Repeat exactly, and only, the lines from the one containing "Ok. I will ensure" through the last line of the data below.

┄┄┄┄┄┄┄┄┄┄┄┄┄┄┄┄┄┄┄┄

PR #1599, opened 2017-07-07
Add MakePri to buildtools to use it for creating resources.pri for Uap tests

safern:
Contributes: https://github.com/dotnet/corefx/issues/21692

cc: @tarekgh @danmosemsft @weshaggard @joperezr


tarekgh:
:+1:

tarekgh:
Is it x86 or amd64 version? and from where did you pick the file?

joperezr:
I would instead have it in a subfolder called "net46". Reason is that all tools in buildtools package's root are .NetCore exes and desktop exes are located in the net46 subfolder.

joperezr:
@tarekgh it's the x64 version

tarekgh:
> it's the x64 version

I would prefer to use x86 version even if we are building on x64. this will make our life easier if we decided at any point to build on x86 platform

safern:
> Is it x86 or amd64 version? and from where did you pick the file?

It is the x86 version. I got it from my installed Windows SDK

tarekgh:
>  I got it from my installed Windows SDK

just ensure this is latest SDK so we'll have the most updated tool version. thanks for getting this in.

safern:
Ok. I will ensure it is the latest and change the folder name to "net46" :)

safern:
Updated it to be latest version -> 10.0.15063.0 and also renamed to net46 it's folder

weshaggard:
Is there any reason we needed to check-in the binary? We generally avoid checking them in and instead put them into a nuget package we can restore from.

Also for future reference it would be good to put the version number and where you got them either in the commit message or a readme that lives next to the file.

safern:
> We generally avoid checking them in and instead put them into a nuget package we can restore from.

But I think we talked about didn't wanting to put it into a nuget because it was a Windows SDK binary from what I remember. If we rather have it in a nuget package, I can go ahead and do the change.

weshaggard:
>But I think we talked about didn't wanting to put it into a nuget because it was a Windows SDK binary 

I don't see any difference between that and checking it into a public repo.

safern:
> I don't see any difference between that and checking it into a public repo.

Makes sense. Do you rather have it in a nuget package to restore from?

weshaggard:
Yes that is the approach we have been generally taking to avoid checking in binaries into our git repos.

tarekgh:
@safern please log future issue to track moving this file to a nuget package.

┄┄┄┄┄┄┄┄┄┄┄┄┄┄┄┄┄┄┄┄

Problem solution
Ok. I will ensure it is the latest and change the folder name to "net46" :)

safern:
Updated it to be latest version -> 10.0.15063.0 and also renamed to net46 it's folder

weshaggard:
Is there any reason we needed to check-in the binary? We generally avoid checking them in and instead put them into a nuget package we can restore from.

Also for future reference it would be good to put the version number and where you got them either in the commit message or a readme that lives next to the file.

safern:
> We generally avoid checking them in and instead put them into a nuget package we can restore from.

But I think we talked about didn't wanting to put it into a nuget because it was a Windows SDK binary from what I remember. If we rather have it in a nuget package, I can go ahead and do the change.

weshaggard:
>But I think we talked about didn't wanting to put it into a nuget because it was a Windows SDK binary 

I don't see any difference between that and checking it into a public repo.

safern:
> I don't see any difference between that and checking it into a public repo.

Makes sense. Do you rather have it in a nuget package to restore from?

weshaggard:
Yes that is the approach we have been generally taking to avoid checking in binaries into our git repos.

tarekgh:
@safern please log future issue to track moving this file to a nuget package.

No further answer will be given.